-- Problem statement --
For this exercise, transcribe the records below without changing a word.

Collected data entries
PR #167, opened 2021-06-12
REALMC-8260: Fix up disabling of template selection

UnicodeSnowman:
whoops, wasn't paying attention when I commented this out in the last PR... fail.


andrewzlchen (approved):
lgtm!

-- Task answer --
PR #167, opened 2021-06-12
REALMC-8260: Fix up disabling of template selection

UnicodeSnowman:
whoops, wasn't paying attention when I commented this out in the last PR... fail.


andrewzlchen (approved):
lgtm!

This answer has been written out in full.